American credit union

Service Federal Credit Union (Service Credit Union) is the largest credit union in New England, and is chartered and regulated by the National Credit Union Administration (NCUA). As of Q4 2023, Service Credit Union has over US$5.4 billion in assets, and more than 354,000 members worldwide. Service Credit Union operates 38 branches in New Hampshire, Massachusetts, and North Dakota; and 14 branches serving American military personnel stationed in Germany.

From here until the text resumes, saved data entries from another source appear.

PR #2909, opened 2024-02-03
feat(builtin.current_buffer_fuzzy_find): jump to first matched char

antonk52:
# Description

Currently the in buffer fuzzy search always jumps to the first character of the selected line. This PR enhances it to jump to the first same character on the line as the first character from the search. See demo below.

Motivation: I assume people use this helper as an enhanced version of <kbd>/</kbd> or <kbd>?</kbd>. Alternatively this is as useful as <kbd>cmd/ctrl</kbd><kbd>f</kbd> from modern GUI editors and IDEs. Both jump to the match instead of the beginning of the line.

## Type of change

# How Has This Been Tested?

1. Open any file
2. Run `:Telescope current_buffer_fuzzy_find`
3. Search for something that is not on the first character on the line that you want to go to
4. Expect cursor to land on the first character in your search on this line

**Before**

Service Credit Union offers deposit accounts, including checking, savings, and money market; and lending products, including auto loans and credit cards.

== History ==
Service Credit Union was founded in 1957 as Portsmouth Air Force Base Credit Union. The credit union opened its doors to serve airmen and their families at Pease Air National Guard Base.

== Membership ==
Service Credit Union's field of membership includes:

- Active duty military, veterans, and their families
- Anyone who currently works (or worked) for the Department of Defense (DoD), as well as their families
- Members of Select Employee Groups (SEGs)
- Members of the American Consumer Council (ACC)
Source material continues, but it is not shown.